Response to Lu’s response to MacLean et al.’s Response to “On the origin and continuing evolution of SARS-CoV-2”
Oscar A. MacLean*, Richard Orton, Joshua B. Singer, David L. Robertson.
MRC-University of Glasgow Centre for Virus Research (CVR).
*To whom correspondence should be addressed: [email protected].
As Jian Lu on behalf of Tang et al. has chosen to post their response here, we see no reason to replicate our critique in the NSR journal. Concerning their response, respectfully to these authors, they are missing our key issues with their manuscript:
As we pointed out in our initial response, there are many epidemiological factors which may drive changes in frequency of a mutation in a global viral outbreak which involve no natural selection. The culmination of these processes drives mutation frequency changes, these changes are fully expected. It is thus meaningless to state as the authors have that “the “functional” test is the frequency of each mutation in the population”.

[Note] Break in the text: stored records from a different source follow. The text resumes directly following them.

PR #329, opened 2022-01-21
test in newer python versions

Findus23:
Now that Python 3.9 and 3.10 are stable releases, I think it makes sense to also run tests for them just to be safe.

The new two test results:
https://app.travis-ci.com/github/matomo-org/matomo-log-analytics/jobs/556495978
https://app.travis-ci.com/github/matomo-org/matomo-log-analytics/jobs/556495979


sgiehl:
makes sense.

PR #358, opened 2023-08-18
Add Traefik json log support

sethlinnkuleuven:
### Description:
This builds on pull request #322 (which can be deleted if this is accepted) This pull request adds support for the Traefik json log format, not to be confused with the Traefik common log.

What was done:
1. Expanded import_logs.py to auto recognize and import Traefik json log files.
2. Modified the NGINX json support, made the 'check_format_line' function more specific. It was to generic. All json formatted logs were autodetected as NGINX logs.
3. Added tests for Traefik log importing.


sgiehl:
@sethlinnkuleuven I've fixed the test action to run correctly again. Would you mind pulling in the latest changes, so we can see if they pass here?

sethlinnkuleuven:
Ok, I pulled your changes, lets have another run. Thanks!

sgiehl (approved):
Looks good to me. Tests are passing, so should be good to go.
Thanks for the contribution @sethlinnkuleuven

PR #374, opened 2024-06-20
caddy_json: fix user_agent NoneType

simon04:
```
  File "/var/www/analytics/misc/log-analytics/import_logs.py", line 2825, in <module>
    main()
  File "/var/www/analytics/misc/log-analytics/import_logs.py", line 2791, in main
    parser.parse(filename)
  File "/var/www/analytics/misc/log-analytics/import_logs.py", line 2636, in parse
    if hit.user_agent.startswith('"'):
AttributeError: 'NoneType' object has no attribute 'startswith'
```


sgiehl:
should be fixed with https://github.com/matomo-org/matomo-log-analytics/pull/381 already

PR #379, opened 2025-03-30
Add support for varnishncsa format.

lapo-luchini:
It is similar to ncsa_extended but has protocol and hostname inside the request.
https://varnish-cache.org/docs/7.5/reference/varnishncsa.html#notes


sgiehl:
@lapo-luchini Thanks for creating this PR. Would you be able to adjust and add some tests for it?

The claim that a difference in S and L frequencies across time would be “significant by any measure” is the key issue here. For example, a simple Fisher’s exact test (which was used in Tang et al’s original paper) measures the probability of seeing an observed difference in frequencies across countries or time, if the underlying frequencies were identical. This test does not assess if those mutation frequency changes observed across the time period are driven by selection or a null model under genetic drift. The question that is being addressed is not “is there a true difference in frequencies” (stochastic processes will cause changes in the frequency of mutations, which will likely drive significant Fisher’s exact tests), rather it’s whether this change in frequency over time is distinct from that under a neutral null evolutionary model. The former and the latter questions are very different, with greatly differing wider significance. We would very much like to see an analysis answering the latter question be performed, but would be immensely surprised if it had the power to detect any signatures of selection given the current data.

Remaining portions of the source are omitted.